- _Task objective_: The answer must be a bare number: the count of lines below that contain "when".

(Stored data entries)

══════

PR #213, opened 2020-10-19
Fix E121: Undefined variable `g:dracula_undercurl`

d7xdev:
The variable `g:dracula_undercurl` is not properly defined
when underline attribute is disabled by user configuration:

    let g:dracula_underline = 0

The fix always defines missing `g:dracula_undercurl`,
but also disables it when underline is disabled.

### DIFF
--- a/colors/dracula.vim
+++ b/colors/dracula.vim
@@ -82,11 +82,7 @@ if !exists('g:dracula_underline')
 endif
 
 if !exists('g:dracula_undercurl')
-  if g:dracula_underline == 0
-    let g:dracula_undercurl = 0
-  else
-    let g:dracula_undercurl = 1
-  endif
+  let g:dracula_undercurl = g:dracula_underline
 endif
 
 if !exists('g:dracula_inverse')
--- a/colors/dracula.vim
+++ b/colors/dracula.vim
@@ -81,8 +81,12 @@ if !exists('g:dracula_underline')
   let g:dracula_underline = 1
 endif
 
-if !exists('g:dracula_undercurl') && g:dracula_underline != 0
-  let g:dracula_undercurl = 1
+if !exists('g:dracula_undercurl')
+  if g:dracula_underline == 0
+    let g:dracula_undercurl = 0
+  else
+    let g:dracula_undercurl = 1
+  endif
 endif
 
 if !exists('g:dracula_inverse')


colors/dracula.vim
```diff
@@ -81,8 +81,12 @@ if !exists('g:dracula_underline')
...
 
-if !exists('g:dracula_undercurl') && g:dracula_underline != 0
-  let g:dracula_undercurl = 1
+if !exists('g:dracula_undercurl')
+  if g:dracula_underline == 0
+    let g:dracula_undercurl = 0
+  else
+    let g:dracula_undercurl = 1
+  endif
 endif
```
dsifford, line 90:
```suggestion
if !exists('g:dracula_undercurl')
  let g:dracula_undercurl = g:dracula_underline == 0 ? 0 : 1
endif
```

Looks good. I prefer the ternary style though.

dsifford (changes requested):

colors/dracula.vim
benknoble: I would suggest not comparing with 0—there are lots of other "falsey" options:

```
let g:dracula_undercurl = g:dracula_underline ? 1 : 0
```

(or `!g:dracula_underline ? 0 : 1`)

I do not suggest doing `!!g:dracula_underline`--it works, but is hard to read.

benknoble: Not that people do this, but `""` and `"0"` are both falsey, so `let g:dracula_underline = ""` is doable (although, by the magic of vimscript, `"" == 0` is truthy 🙄 but `"" is# 0` is falsey ).

More likely is `v:false`, which I use these days when I can. (Yet again it `==` 0, but *not* `is#` 0.)

I guess my main issues are
1. Comparing boolean to a literal in a condition (better to just the boolean you mean), and
2. It may not be obvious that `==` coerces lots of possible values to 0 correctly, so it isn't clear that other values are valid.

It also means if we ever switch from `==` to the safer `is#`, we will actually introduce a regression (some things `== 0`, `isnot# 0`, and yet are still falsey because of `==`).

TL;DR, booleans in vim are complex :)

benknoble: Heck, the only reason to write the ternary is to force a known value of 1 or 0. We might as well right
```
let g:dracula_undercurl = g:dracula_underline
```
because it has the same logical meaning.

colors/dracula.vim
```diff
@@ -81,8 +81,8 @@ if !exists('g:dracula_underline')
   let g:dracula_underline = 1
 endif
 
-if !exists('g:dracula_undercurl') && g:dracula_underline != 0
-  let g:dracula_undercurl = 1
+if !exists('g:dracula_undercurl')
+  let g:dracula_undercurl = g:dracula_underline
```
benknoble, line 85: LGTM. @dsifford ?

benknoble (approved):

colors/dracula.vim
dsifford: Yep!

d7xdev: Thanks for your review and explanation. Cheers!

══════

- _Output of the task_: 3